SUNY launches plan to link K-12 schools and social services

A new effort to improve public elementary and secondary education in New York State is coming not from the government, but its state university.

State University of New York Chancellor Nancy Zimpher, who has been in office for less than a year, unveiled the university’s plans to create an approximation of the “community schools” that Secretary of Education Arne Duncan champions. These schools offer not only classes, but also health care, after-school programs and services for parents all in the same building. The model of connecting schools to social services may ring a bell to New York City residents familiar with the work of the Harlem Children’s Zone, Zimpher said.

But rather than uniting many services under one roof or through one over-arching organization, as the Harlem project does, SUNY plans to help disparate community and government groups coordinate their efforts and judge their outcomes. For example, programs for toddlers would work with elementary schools to make sure their programs prepares the children for school.

“This is about using the community resources that already exist, but connecting them in a way that maximizes their impact,” said Johanna Duncan-Poitier, the SUNY deputy chancellor charged with identifying where the program will launch.

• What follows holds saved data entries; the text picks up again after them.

PR #5676, opened 2017-02-06
SI-10173 Crash output shows true line number

som-snytt:
Where true means 1-based, for whatever tree was last to typer.


SethTisue:
would adding a test be worth the effort...?

som-snytt:
It would be worth it to someone who knew how to implement a test that wouldn't fail as soon as either the crasher was fixed or the line numbers in the crash report changed arbitrarily.

Dark themed github actually makes me feel more dark!

lrytz:
I remember this problem :) https://twitter.com/lrytz/status/569105699550187520

lrytz (approved):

SUNY officials expect the program to launch in three to six sites, selected through a competitive process, Duncan-Poitier said. And while the university plans to look statewide for possible sites, “New York City is a real possibility,” she said.

The university’s plan fits into wider state and national policy initiatives that emphasize using data to follow students through the stages of their education and measure college-readiness. “Our interventions [will be] data-driven, our outcomes evidence-based and our progress publicly reported,” Zimpher said in an overview of the plan presented this morning in Lower Manhattan.

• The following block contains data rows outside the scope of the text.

PR #5677, opened 2017-02-07
Prepare for 2.13 library modularization [ci: last-only]

adriaanm:
In 2.13, the following packages will move out of scala-library
(to their own module):
  - scala.concurrent
  - scala.util (Try and Either move to the scala package)
  - scala.io (see also better-files)
  - scala.ref
  - scala.sys (not recommended for use)
  - scala.compat (entirely deprecated)
  - scala.text (entirely deprecated)

This commit cuts some ties to prepare for this move.

To compensate for the associated deprecations in your own code:
  - `compat.Platform.EOL` --> add `import java.lang.System.{lineSeparator => EOL}`
  - `compat.Platform.currentTime` --> add `import java.lang.System.{currentTimeMillis => currentTime}`
  - `compat.Platform.arraycopy` --> add `import java.lang.System.arraycopy`
  - `sys.error` --> `throw new RuntimeException` (or subclass)
  - `sys.exit` --> `System.exit`
  - `sys.props` --> `System.getProperties().asScala` (with `import scala.collection.JavaConverters._`)
  - `sys.env` --> `System.getenv().asScala`
  - `sys.runtime` --> `Runtime.getRuntime`
  - `sys.addShutdownHook` --> `Runtime.getRuntime.addShutdownHook(new Thread(() => ...))`
  - `Console.BOLD` --> `AnsiColor.BOLD` (with `import scala.io.AnsiColor`)
  - `Console.readLine` --> `Console.in.readLine()`
  - `concurrent.Lock` --> `java.util.concurrent.locks.ReentrantLock` (lock/unlock)

# TODO
  - [ ] verify last commit preserves sys.process semantics.
  - [ ] deprecations in test
  - [ ] osgi
  - [ ] bincompat  `method this(java.lang.String)Unit in class scala.sys.ShutdownHookThread`
  - [ ] run/lazy-concurrent.scala                 [output differs]
  - [ ] run/t2318.scala `java.security.AccessControlException: access denied ("java.util.PropertyPermission" "scala.control.noTraceSuppression" "read")`


adriaanm:
Deprecations
  - run/constrained-types.scala 
  - run/noInlineUnknownIndy 
  - run/sd275-java 
  - run/sd275.scala 
  - run/shutdownhooks.scala 
  - run/t2464 
  - run/t4671.scala 
  - run/t5463.scala 
  - run/t5717.scala 
  - run/t5940.scala 
  - run/t6240-universe-code-gen.scala 
  - run/t6440.scala 
  - run/t6440b.scala 
  - run/t6502.scala 
  - run/t7439 
  - run/t7455 
  - run/t7582-private-within 
  - run/t7741a 
  - run/t7741b 
  - run/t8502.scala 
  - run/t8502b.scala 
  - run/t8549.scala 
  - run/t8907.scala 
  - run/t9268 
  - run/typetags_without_scala_reflect_manifest_lookup.scala 
  - run/typetags_without_scala_reflect_typetag_lookup.scala 
  - run/typetags_without_scala_reflect_typetag_manifest_interop.scala 
  - run/various-flat-classpath-types.scala   
  - jvm/innerClassEnclMethodJavaReflection.scala 
  - jvm/interpreter.scala

dwijnand:
For clarity, "to their own modules" means: moved out of the repo, switch groupId to org.scala-lang.modules and new versions, right? Like XML and parser-combinators? Or is it more conservative than that?

adriaanm:
Yes, for most of these, I'd want them to evolve faster than the core of the
library, or, if that's not possible, they should make way for community
modules of higher quality (such as better-files).

AlecZorab:
Do you expect the same treatment to be applied to the collections library, either for 2.13 or for some hypothetical later release?

adriaanm:
No. The collections are core to the language. We will keep reducing the
coupling between the spec/compiler and the collections, but they will
always be part of the core. Doing otherwise would fragment the language
because then you would have two implementations of, say, List and Iterable.

AlecZorab:
My recollection (which is likely wrong, I looked at this a long time ago)
was that the only "collection" types referred to specifically in the spec
itself were `Option` (for `unapply`) and `Seq` (`unapplySeq`, possibly
others? ) . Since the addition of name based pattern matching, it seems
like references to `Option` could be dropped, which would leave just `Seq`.

My extremely rough searching (on a phone through a pdf of the 2.9 spec)
found no references to `Iterable` nor `List` in the spec outside of
examples.
It would be a shame to forgo the potential  increase in modularity, given
that the collections library is being reworked. Indeed, if `Seq` lost its
place of privilege in the spec then it would be possible to offer both the
legacy collections library and the reworked one as individual, separate
modules which would no doubt substantially ease the lives of people
migrating to 2.13

adriaanm:
I agree that the coupling should be reduced, as I tried to acknowledge in my message.

However, the more important point is that, in my opinion, it is crucial for Scala adoption that there be only one Scala collections API. Library interop crucially relies on agreeing on many of the core collection types, even if the compiler and spec could be reworked not to rely on our specific implementations (using a name-based approach as with for comprehensions). 

I'm happy to see extensions built on top of the collections, but wholesale replacement is not feasible for a widely used library (again, in my opinion).

SethTisue:
can we discuss this elsewhere, e.g. on http://contributors.scala-lang.org? it isn't directly relevant to this pull request, which is more limited in scope.

AlecZorab:
I'd suggest that exactly that did happen for actors, but I'll certainly concede that multiple collection libraries might result in some level of inconvenience for people needing to go between libraries depending on different libs. 

As Seth suggests, I'll reserve further comment for another venue

adriaanm:
review by adriaanm

adriaanm:
review @adriaanm

adriaanm:
(Testing out https://github.com/scala/scabot/pull/68, but something seems off -- it did work at https://github.com/scala/scala/pull/5662!)

SethTisue:
review by @SethTisue

src/compiler/scala/tools/nsc/settings/ScalaSettings.scala
```diff
@@ -27,7 +27,7 @@ trait ScalaSettings extends AbsScalaSettings
    *  defaults to the value of CLASSPATH env var if it is set, as in Java,
    *  or else to `"."` for the current user directory.
    */
-  protected def defaultClasspath = sys.env.getOrElse("CLASSPATH", ".")
+  protected def defaultClasspath = Option(System.getenv("CLASSPATH")).getOrElse(".")
```
gourlaysama, line 30: There is `scala.util.Properties.{envOrElse, envOrNone}` for that :)

src/compiler/scala/reflect/macros/compiler/Errors.scala
```diff
@@ -1,7 +1,7 @@
 package scala.reflect.macros
 package compiler
 
-import scala.compat.Platform.EOL
+import java.lang.System.{lineSeparator => EOL}
```
gourlaysama, line 4: There already was `Properties.lineSeparator` too, though it doesn't really add anything at all.

src/compiler/scala/tools/nsc/transform/patmat/Logic.scala
```diff
@@ -309,10 +309,8 @@ trait Logic extends Debugging  {
 
     }
 
-    // TODO: remove since deprecated
-    val budgetProp = scala.sys.Prop[String]("scalac.patmat.analysisBudget")
-    if (budgetProp.isSet) {
-      reportWarning(s"Please remove -D${budgetProp.key}, it is ignored.")
+    if (System.getProperty("scalac.patmat.analysisBudget") != null) {
```
gourlaysama, line 312: That's where all the `Properties.{propOrXXX, propIsSet, ...}` methods are useful. I hadn't even realized it was all duplicated in `sys.props` until I saw it being used in the REPL.

sjrd:
@gourlaysama From the PR description, IIUC, the idea is also not to rely on `scala.util.Properties`.

gourlaysama:
Ah, never mind, I hadn't seen that `scala.util` was going away too.

I would argue for moving `Properties` into the `scala` package then. Some of the things in there are useful to have all in one place in the core, like the stuff read from `library.properties`.

sjrd:
The stuff read from `library.properties` is not portable. It doesn't work on Scala.js. Moving something non-portable to the top `scala._` package would be a serious mistake, IMO.

Besides, even though system properties overall do work in Scala.js, the only reason it is supported is because of JUnit. They shouldn't otherwise be used, IMO.

adriaanm:
> Moving something non-portable to the top scala._ package would be a serious mistake, IMO.

Agreed. This is very much the goal here: the core should be easily portable across platforms. (Of course, as in scala.js and scala-native, parts of the Java stdlib will have to be reimplemented on those platforms.)

src/compiler/scala/tools/nsc/settings/ScalaSettings.scala
adriaanm: As Sébastien said, this is one of the ties I'd like to cut.

src/compiler/scala/reflect/macros/compiler/Errors.scala
adriaanm: As Sébastien said, this is one of the ties I'd like to cut.

src/compiler/scala/tools/nsc/transform/patmat/Logic.scala
adriaanm: The scala.sys.Prop is a bit over-designed for my tastes.

nafg:
Why is scala.sys being deprecated? I think it makes scripting with scala a lot nicer.

For instance just now I entered `eval sys.env` into the sbt prompt, to help me figure out which database I'm currently running against. Conveniences are important. I don't remember seeing a discussion about it.

SethTisue:
> Why is scala.sys being deprecated

Eh? It isn't.

I've responded at some length over at https://contributors.scala-lang.org/t/modularization-of-scala-2-13-standard-library/635

lrytz:
> scala.util (Try and Either move to the scala package)

What about these:
  - `scala.util.matching.Regex`
  - `scala.util.hashing` (`MurmurHash3` has various uses, also in the compiler)
  - `scala.util.control`
  - `scala.util.Random`
  - `scala.util.Sorting`

jvican:
> scala.util.matching.Regex
> scala.util.Random
> scala.util.Sorting
> scala.util.matching.Regex
  
I think it makes sense to remove these.
  
> scala.util.hashing (MurmurHash3 has various uses, also in the compiler)
  
Honestly, I've used this so much, and I've seen so many people relying on it, that I'm a little bit reluctant on moving this away. I think it should stay.

lrytz:
One thing I never understood was the history of `scala.util.Properties` vs `scala.sys.props`, why do we have both / was the older not deprecated? Is `scala.util.Properties` going to stay? [edit: i see now that `scala.util.Properties` does more by reading the `library.properties` file]

About `scala.util.matching.Regex`, I don't think we can remove it, because it's used in collections (`StringLike.r`). The same is true for `scala.util.control.Breaks`. `ControlThrowable`, `NonFatal` are used in many places.

I think we really need to keep those core things in the core library.

Are we going to have an "util" module? Sounds a bit like a dumping ground :) But some util things are quite useful, and we want to provide the "batteries included" experience (with easy to get modules).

Zimpher helped develop a similar program, called “Strive,” in Ohio and northern Kentucky in her previous job as president of the University of Cincinnati. The program has already begun to be replicated by several universities in cities around the country, including in Houston, Indianapolis and Richmond, Va.

Community organizations partner with schools and school districts all the time. But Zimpher and Duncan-Poitier said that it was unusual for such a wide variety of groups to coordinate towards the singular goal of raising student achievement and graduation rates.

Another project Zimpher wants to take on is improving the state’s pool of teachers. With that in mind, the university system is planning to overhaul its existing teacher training programs with a new “urban-rural teacher corps,” a program that will train teachers for classrooms in needy districts through a heavier emphasis on in-class instruction.

Duncan-Poitier acknowledged it will be a challenge to marshal the resources required for overhauling its large teacher training program, which prepares more teachers than any other institution in the state. Similar residency programs that have launched in New York and around the country have been notably small and labor-intensive, and SUNY has faced large budget cuts for several years running and is likely to see more hefty cuts this year. But Duncan-Poitier insisted that the university system has the capacity to ramp up its teacher training overhaul quickly, and launch its new fast-track master’s program as early as the fall.

“We’re going to do this,” Duncan-Poitier said. “And if it means reinvesting our resources in different ways, that’s what we’re going to do.”